*What you are asked to do*: The word to look for is "BaseWsInboundGatewaySpec". Report every line of the entries below that has it.

**** Task material

PR #3178, opened 2020-02-12
GH-2818: DSL support for -ws module

### LINKED ISSUE #2818: Java DSL for web services
We are starting a new project with spring Integration.
We found that it is recommended to use Java DSL to configure channels.Well, there are lots of first class integration for `Amqp`, `Feed`, `Jms`, `Files`, `(S)Ftp`, `Http`, `JPA`, `MongoDb`, `TCP/UDP`, `Mail`.
We need to integrate with `web services` (  `inboud` and `out bound`)

Is there any planning for implementing WebService DSL. 

Thanks !

garyrussell:
Resolves https://github.com/spring-projects/spring-integration/issues/2818

Docs to follow tomorrow.

### DIFF
--- a/spring-integration-ws/src/main/java/org/springframework/integration/ws/AbstractWebServiceOutboundGateway.java
+++ b/spring-integration-ws/src/main/java/org/springframework/integration/ws/AbstractWebServiceOutboundGateway.java
@@ -172,9 +172,7 @@ public abstract class AbstractWebServiceOutboundGateway extends AbstractReplyPro
 	 */
 	@Deprecated
 	public void setMessageSender(WebServiceMessageSender messageSender) {
-		Assert.state(!this.webServiceTemplateExplicitlySet,
-				() -> "'messageSender' must be specified on the provided: " + this.webServiceTemplate);
-		this.webServiceTemplate.setMessageSender(messageSender);
+		setMessageSenders(messageSender);
 	}
 
 	public void setMessageSenders(WebServiceMessageSender... messageSenders) {
--- a/spring-integration-ws/src/main/java/org/springframework/integration/ws/AbstractWebServiceOutboundGateway.java
+++ b/spring-integration-ws/src/main/java/org/springframework/integration/ws/AbstractWebServiceOutboundGateway.java
@@ -1,5 +1,5 @@
 /*
- * Copyright 2002-2019 the original author or authors.
+ * Copyright 2002-2020 the original author or authors.
  *
  * Licensed under the Apache License, Version 2.0 (the "License");
  * you may not use this file except in compliance with the License.
@@ -165,6 +165,12 @@ public abstract class AbstractWebServiceOutboundGateway extends AbstractReplyPro
 		this.webServiceTemplate.setFaultMessageResolver(faultMessageResolver);
 	}
 
+	/**
+	 * Specify the {@link WebServiceMessageSender} to use.
+	 * @param messageSender the sender.
+	 * @deprecated in favor of {@link #setMessageSenders(WebServiceMessageSender...)}
+	 */
+	@Deprecated
 	public void setMessageSender(WebServiceMessageSender messageSender) {
 		Assert.state(!this.webServiceTemplateExplicitlySet,
 				() -> "'messageSender' must be specified on the provided: " + this.webServiceTemplate);
--- a/spring-integration-ws/src/main/java/org/springframework/integration/ws/dsl/BaseWsInboundGatewaySpec.java
+++ b/spring-integration-ws/src/main/java/org/springframework/integration/ws/dsl/BaseWsInboundGatewaySpec.java
@@ -1,0 +1,55 @@
+/*
+ * Copyright 2020 the original author or authors.
+ *
+ * Licensed under the Apache License, Version 2.0 (the "License");
+ * you may not use this file except in compliance with the License.
+ * You may obtain a copy of the License at
+ *
+ *      https://www.apache.org/licenses/LICENSE-2.0
+ *
+ * Unless required by applicable law or agreed to in writing, software
+ * distributed under the License is distributed on an "AS IS" BASIS,
+ * WITHOUT WARRANTIES OR CONDITIONS OF ANY KIND, either express or implied.
+ * See the License for the specific language governing permissions and
+ * limitations under the License.
+ */
+
+package org.springframework.integration.ws.dsl;
+
+import org.springframework.integration.dsl.MessagingGatewaySpec;
+import org.springframework.integration.ws.AbstractWebServiceInboundGateway;
+import org.springframework.integration.ws.SoapHeaderMapper;
+
+/**
+ * Base {@link MessagingGatewaySpec} for web services.
+ *
+ * @param <S> the target {@link BaseWsInboundGatewaySpec} implementation type.
+ * @param <E> the target {@link AbstractWebServiceInboundGateway} implementation type.
+ *
+ * @author Gary Russell
+ * @since 5.3
+ *
+ */
+public class BaseWsInboundGatewaySpec<
+		S extends BaseWsInboundGatewaySpec<S, E>, E extends AbstractWebServiceInboundGateway>
+	extends MessagingGatewaySpec<S, E> {
+
+	/**
+	 * Construct an instance for the gateway.
+	 * @param gateway the gateway.
+	 */
+	protected BaseWsInboundGatewaySpec(E gateway) {
+		super(gateway);
+	}
+
+	/**
+	 * Configure the header mapper.
+	 * @param headerMapper the mapper.
+	 * @return the spec.
+	 */
+	public S headerMapper(SoapHeaderMapper headerMapper) {
+		this.target.setHeaderMapper(headerMapper);
+		return _this();
+	}
+
+}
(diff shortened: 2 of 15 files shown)


spring-integration-ws/src/main/java/org/springframework/integration/ws/AbstractWebServiceOutboundGateway.java
```diff
@@ -165,6 +165,12 @@ public void setFaultMessageResolver(FaultMessageResolver faultMessageResolver) {
...
 	}
 
+	/**
+	 * Specify the {@link WebServiceMessageSender} to use.
+	 * @param messageSender the sender.
+	 * @deprecated in favor of {@link #setMessageSenders(WebServiceMessageSender...)}
+	 */
+	@Deprecated
 	public void setMessageSender(WebServiceMessageSender messageSender) {
 		Assert.state(!this.webServiceTemplateExplicitlySet,
```
artembilan: Would you mind to change logic then in favor of calling a replacing API instead?
Then it is going to be much easier to support possible changes in the target logic afterward.

spring-integration-ws/src/main/java/org/springframework/integration/ws/dsl/BaseWsOutboundGatewaySpec.java
```diff
@@ -0,0 +1,151 @@
...
+	}
+
+	/**
+	 * Specify whether the URI should be encoded after any <code>uriVariables</code>
+	 * are expanded and before sending the request. The default value is <code>true</code>.
+	 * @param encodeUri true if the URI should be encoded.
+	 * @return the spec.
+	 * @see org.springframework.web.util.UriComponentsBuilder
+	 */
+	public S encodeUri(boolean encodeUri) {
```
artembilan: Hm. Looks like we need to consider to support an `EncodingMode` instead. Similar to what we have now in HTTP and WebFlux.

Different issue though

spring-integration-ws/src/main/java/org/springframework/integration/ws/dsl/MarshallingWsInboundGatewaySpec.java
```diff
@@ -0,0 +1,75 @@
...
+	protected MarshallingWsInboundGatewaySpec(Marshaller marshaller) {
+		super(new MarshallingWebServiceInboundGateway(marshaller));
+	}
+
+	/**
+	 * Construct an instance with the provided arguments.
+	 * @param marshaller the marshaller.
+	 * @param unmarshaller the unmarshaller.
+	 */
+	protected MarshallingWsInboundGatewaySpec(Marshaller marshaller, Unmarshaller unmarshaller) {
```
artembilan: I wouldn't expose two of these ctors since it feels much natural just to call those configuration options...

spring-integration-ws/src/main/java/org/springframework/integration/ws/dsl/MarshallingWsOutboundGatewaySpec.java
```diff
@@ -0,0 +1,128 @@
...
+	}
+
+	/**
+	 * Construct an instance with the provided arguments.
+	 * @param uri the URI.
+	 * @param marshaller the marshaller.
+	 * @param unmarshaller the unmarshaller.
+	 * @param messageFactory the message factory.
+	 */
+	protected MarshallingWsOutboundGatewaySpec(String uri,
```
artembilan: I think we need to consider to have all of these ctors spreaded as options and build the final `MarshallingWebServiceOutboundGateway` in the `doGet()`.
If possible, of course...

Otherwise it doesn't look too useful to have such a DSL spec based only on ctors

spring-integration-ws/src/main/java/org/springframework/integration/ws/dsl/SimpleWsOutboundGatewaySpec.java
```diff
@@ -0,0 +1,109 @@
...
+		this(uri, sourceExtractor, null);
+	}
+
+	/**
+	 * Construct an instance with the provided arguments.
+	 * @param uri the URI.
+	 * @param sourceExtractor the source extractor.
+	 * @param messageFactory the message factory.
+	 */
+	protected SimpleWsOutboundGatewaySpec(String uri,
```
artembilan: Same here.

We may live with what you have so far, but I wonder if we really can make it more natural builder style way...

********

*Response box*:
--- a/spring-integration-ws/src/main/java/org/springframework/integration/ws/dsl/BaseWsInboundGatewaySpec.java
+++ b/spring-integration-ws/src/main/java/org/springframework/integration/ws/dsl/BaseWsInboundGatewaySpec.java
+ * @param <S> the target {@link BaseWsInboundGatewaySpec} implementation type.
+public class BaseWsInboundGatewaySpec<
+		S extends BaseWsInboundGatewaySpec<S, E>, E extends AbstractWebServiceInboundGateway>
+	protected BaseWsInboundGatewaySpec(E gateway) {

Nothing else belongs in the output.